* **EXERCISE BRIEF**
Every line with "action" in it must be copied from the data.
START AVAILABLE DATA
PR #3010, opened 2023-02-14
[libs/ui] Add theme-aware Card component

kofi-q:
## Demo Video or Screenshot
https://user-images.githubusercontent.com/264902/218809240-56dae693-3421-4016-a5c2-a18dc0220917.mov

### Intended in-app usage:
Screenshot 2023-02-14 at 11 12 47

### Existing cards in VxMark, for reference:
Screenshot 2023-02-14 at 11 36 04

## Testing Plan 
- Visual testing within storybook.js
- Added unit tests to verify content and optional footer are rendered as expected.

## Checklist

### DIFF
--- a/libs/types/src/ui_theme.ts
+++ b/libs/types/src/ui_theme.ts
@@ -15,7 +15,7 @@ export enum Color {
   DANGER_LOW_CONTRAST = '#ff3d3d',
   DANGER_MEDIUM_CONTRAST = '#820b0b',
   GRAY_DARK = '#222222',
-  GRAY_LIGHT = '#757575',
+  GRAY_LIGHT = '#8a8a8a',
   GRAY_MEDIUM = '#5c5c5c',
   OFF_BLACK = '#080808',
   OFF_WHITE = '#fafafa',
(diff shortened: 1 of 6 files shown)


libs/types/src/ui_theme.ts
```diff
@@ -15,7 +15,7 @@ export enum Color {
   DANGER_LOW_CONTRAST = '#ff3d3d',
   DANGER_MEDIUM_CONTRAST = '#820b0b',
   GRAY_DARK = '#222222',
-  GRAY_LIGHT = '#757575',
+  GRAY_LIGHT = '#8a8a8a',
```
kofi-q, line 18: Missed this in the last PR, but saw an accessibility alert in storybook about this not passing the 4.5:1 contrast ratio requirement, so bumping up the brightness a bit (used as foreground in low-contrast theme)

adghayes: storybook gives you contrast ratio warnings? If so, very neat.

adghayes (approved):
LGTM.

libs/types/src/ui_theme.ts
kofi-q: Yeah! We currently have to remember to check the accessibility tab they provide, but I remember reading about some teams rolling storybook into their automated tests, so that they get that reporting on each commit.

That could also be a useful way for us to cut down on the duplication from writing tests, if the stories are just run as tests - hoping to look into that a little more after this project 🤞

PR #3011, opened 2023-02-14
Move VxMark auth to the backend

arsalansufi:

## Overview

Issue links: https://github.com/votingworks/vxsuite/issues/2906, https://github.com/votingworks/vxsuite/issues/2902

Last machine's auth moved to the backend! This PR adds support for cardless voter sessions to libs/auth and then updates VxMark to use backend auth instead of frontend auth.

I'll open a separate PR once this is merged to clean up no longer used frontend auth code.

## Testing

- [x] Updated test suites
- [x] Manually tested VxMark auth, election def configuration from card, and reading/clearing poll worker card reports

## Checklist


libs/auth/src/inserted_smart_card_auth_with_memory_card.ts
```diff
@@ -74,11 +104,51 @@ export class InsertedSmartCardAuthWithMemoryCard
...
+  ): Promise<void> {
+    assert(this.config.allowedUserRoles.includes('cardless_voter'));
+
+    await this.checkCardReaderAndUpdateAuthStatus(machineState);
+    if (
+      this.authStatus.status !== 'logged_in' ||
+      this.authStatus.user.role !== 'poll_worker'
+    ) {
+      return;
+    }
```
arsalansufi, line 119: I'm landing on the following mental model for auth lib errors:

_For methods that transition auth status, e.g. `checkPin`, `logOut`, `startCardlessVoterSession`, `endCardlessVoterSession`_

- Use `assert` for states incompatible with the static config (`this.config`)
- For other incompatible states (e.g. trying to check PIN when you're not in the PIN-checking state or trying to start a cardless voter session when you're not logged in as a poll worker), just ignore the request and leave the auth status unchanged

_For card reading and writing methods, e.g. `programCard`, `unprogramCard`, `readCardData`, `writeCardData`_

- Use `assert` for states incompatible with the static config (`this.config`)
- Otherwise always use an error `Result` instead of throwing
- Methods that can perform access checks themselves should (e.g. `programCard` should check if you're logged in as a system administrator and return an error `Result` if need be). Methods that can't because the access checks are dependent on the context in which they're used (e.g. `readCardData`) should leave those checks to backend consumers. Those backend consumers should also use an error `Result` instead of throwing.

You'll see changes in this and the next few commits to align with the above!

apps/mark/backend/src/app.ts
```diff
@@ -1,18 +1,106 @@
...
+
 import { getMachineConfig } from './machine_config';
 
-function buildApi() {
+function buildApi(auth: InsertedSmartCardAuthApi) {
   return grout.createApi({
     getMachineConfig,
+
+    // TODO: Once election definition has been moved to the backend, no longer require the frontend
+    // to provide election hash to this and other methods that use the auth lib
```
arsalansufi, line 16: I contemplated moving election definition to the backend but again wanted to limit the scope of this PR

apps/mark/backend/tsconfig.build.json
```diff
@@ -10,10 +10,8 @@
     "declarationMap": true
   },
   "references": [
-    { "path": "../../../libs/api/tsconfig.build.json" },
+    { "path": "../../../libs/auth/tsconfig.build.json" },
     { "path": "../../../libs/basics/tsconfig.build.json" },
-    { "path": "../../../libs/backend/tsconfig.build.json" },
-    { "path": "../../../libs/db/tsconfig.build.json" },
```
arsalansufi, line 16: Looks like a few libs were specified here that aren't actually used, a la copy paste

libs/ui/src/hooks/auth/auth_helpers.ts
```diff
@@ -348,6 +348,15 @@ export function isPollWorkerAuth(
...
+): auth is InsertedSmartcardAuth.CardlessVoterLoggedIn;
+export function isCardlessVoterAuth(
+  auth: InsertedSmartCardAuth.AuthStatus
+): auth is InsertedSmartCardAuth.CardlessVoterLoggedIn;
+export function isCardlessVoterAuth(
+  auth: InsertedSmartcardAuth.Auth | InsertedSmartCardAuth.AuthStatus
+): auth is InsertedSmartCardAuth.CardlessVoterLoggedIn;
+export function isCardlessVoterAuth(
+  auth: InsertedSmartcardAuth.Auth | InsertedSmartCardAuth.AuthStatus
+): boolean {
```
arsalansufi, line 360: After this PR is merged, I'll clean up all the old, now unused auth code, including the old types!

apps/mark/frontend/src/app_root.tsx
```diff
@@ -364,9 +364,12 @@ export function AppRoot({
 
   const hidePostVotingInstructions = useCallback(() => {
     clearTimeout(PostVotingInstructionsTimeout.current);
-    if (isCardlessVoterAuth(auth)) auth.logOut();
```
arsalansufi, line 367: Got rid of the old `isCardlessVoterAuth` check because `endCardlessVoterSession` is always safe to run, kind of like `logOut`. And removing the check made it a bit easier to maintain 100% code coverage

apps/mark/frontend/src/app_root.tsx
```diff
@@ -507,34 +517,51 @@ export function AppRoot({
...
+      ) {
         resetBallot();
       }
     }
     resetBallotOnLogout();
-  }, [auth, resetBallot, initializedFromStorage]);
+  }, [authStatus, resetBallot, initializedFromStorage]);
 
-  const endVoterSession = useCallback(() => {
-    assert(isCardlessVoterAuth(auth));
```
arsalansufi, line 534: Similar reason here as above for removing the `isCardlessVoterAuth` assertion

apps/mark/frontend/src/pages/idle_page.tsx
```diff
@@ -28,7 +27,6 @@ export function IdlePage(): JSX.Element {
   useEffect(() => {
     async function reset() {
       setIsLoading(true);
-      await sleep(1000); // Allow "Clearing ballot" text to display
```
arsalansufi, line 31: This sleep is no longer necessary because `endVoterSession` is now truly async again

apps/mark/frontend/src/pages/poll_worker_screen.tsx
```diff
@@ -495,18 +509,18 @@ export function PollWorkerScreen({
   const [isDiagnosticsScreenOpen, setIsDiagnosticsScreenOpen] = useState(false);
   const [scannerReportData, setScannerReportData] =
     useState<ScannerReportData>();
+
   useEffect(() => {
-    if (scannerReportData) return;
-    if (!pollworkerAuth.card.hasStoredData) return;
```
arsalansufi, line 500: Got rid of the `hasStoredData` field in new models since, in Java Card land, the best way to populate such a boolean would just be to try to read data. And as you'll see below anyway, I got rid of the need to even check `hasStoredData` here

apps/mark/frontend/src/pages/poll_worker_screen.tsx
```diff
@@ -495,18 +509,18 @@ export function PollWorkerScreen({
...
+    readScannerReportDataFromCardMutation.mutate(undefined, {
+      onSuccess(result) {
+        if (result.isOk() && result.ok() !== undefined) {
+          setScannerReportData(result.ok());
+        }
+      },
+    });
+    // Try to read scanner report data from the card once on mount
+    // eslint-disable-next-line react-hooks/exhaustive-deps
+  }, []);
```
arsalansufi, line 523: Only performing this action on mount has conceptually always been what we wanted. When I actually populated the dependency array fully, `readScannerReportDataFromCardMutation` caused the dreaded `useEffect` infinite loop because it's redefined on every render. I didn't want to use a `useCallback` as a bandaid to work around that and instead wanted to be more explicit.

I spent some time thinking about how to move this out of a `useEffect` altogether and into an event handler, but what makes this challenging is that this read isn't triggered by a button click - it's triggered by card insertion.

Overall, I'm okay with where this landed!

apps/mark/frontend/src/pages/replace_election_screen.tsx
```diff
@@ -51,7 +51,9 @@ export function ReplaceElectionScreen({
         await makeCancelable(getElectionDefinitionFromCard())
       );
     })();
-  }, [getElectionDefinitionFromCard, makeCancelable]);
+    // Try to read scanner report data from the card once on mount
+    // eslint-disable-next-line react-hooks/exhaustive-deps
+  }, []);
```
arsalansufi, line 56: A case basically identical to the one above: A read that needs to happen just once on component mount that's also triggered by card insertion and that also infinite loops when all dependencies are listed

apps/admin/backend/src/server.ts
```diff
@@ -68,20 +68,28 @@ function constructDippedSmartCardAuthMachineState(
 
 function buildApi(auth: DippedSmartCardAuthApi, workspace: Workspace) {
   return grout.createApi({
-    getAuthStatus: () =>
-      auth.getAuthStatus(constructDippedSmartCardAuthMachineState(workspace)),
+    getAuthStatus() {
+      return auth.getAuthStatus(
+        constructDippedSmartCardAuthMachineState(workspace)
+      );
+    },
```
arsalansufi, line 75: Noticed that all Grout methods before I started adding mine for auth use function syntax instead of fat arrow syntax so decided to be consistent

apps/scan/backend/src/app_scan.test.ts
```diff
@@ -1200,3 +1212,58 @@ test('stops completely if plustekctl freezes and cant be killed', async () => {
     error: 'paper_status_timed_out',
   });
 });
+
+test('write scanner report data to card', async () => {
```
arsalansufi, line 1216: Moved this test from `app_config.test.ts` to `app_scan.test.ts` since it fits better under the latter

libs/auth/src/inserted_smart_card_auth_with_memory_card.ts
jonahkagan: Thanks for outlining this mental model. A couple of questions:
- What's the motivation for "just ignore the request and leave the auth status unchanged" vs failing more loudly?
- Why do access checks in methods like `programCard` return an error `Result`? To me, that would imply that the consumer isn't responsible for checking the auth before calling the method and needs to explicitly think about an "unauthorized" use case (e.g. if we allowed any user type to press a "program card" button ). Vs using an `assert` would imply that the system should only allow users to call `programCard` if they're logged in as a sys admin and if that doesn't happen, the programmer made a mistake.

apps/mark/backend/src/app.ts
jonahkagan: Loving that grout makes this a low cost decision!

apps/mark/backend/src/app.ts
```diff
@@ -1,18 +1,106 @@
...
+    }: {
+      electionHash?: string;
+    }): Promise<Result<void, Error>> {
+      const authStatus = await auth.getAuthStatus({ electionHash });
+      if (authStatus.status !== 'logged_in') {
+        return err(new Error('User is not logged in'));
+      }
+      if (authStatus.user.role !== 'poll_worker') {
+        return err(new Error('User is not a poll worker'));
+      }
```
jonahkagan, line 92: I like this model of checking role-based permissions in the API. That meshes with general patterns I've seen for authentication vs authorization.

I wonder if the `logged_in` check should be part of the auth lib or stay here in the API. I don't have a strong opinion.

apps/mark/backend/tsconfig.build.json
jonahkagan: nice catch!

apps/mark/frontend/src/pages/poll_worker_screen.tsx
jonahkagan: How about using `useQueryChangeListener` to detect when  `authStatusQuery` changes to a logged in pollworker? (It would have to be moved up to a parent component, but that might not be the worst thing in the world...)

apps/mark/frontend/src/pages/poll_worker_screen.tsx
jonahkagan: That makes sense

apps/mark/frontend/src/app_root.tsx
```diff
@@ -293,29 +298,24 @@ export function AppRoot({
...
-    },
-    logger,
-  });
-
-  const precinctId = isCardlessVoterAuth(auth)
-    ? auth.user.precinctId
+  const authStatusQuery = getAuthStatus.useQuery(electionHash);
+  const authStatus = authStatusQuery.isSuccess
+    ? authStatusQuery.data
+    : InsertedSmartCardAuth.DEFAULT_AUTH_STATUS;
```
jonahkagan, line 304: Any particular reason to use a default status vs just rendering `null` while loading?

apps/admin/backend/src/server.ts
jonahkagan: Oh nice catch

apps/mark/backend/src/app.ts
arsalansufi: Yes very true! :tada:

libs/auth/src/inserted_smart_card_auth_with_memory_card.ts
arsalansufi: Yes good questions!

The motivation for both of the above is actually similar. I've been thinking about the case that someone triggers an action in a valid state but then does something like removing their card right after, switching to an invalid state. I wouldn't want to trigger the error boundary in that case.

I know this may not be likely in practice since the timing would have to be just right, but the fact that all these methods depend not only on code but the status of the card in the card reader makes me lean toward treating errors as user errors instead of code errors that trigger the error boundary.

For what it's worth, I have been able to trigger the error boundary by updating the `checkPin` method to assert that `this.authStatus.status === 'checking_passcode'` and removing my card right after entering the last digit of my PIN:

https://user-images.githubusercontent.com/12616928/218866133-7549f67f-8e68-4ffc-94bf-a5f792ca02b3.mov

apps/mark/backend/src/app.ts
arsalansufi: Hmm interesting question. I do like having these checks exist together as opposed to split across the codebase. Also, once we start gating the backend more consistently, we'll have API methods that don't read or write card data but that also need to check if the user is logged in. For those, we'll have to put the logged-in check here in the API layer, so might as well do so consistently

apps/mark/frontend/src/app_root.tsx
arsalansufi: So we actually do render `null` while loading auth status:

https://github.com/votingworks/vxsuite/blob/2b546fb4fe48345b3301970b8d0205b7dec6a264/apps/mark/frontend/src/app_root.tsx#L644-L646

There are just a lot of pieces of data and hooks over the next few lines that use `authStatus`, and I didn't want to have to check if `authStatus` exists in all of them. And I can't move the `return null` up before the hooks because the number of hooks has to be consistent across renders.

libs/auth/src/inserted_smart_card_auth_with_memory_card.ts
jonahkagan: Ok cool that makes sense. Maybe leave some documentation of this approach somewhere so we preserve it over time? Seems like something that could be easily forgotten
END AVAILABLE DATA
* **WRITTEN ANSWER**
arsalansufi, line 523: Only performing this action on mount has conceptually always been what we wanted. When I actually populated the dependency array fully, `readScannerReportDataFromCardMutation` caused the dreaded `useEffect` infinite loop because it's redefined on every render. I didn't want to use a `useCallback` as a bandaid to work around that and instead wanted to be more explicit.
The motivation for both of the above is actually similar. I've been thinking about the case that someone triggers an action in a valid state but then does something like removing their card right after, switching to an invalid state. I wouldn't want to trigger the error boundary in that case.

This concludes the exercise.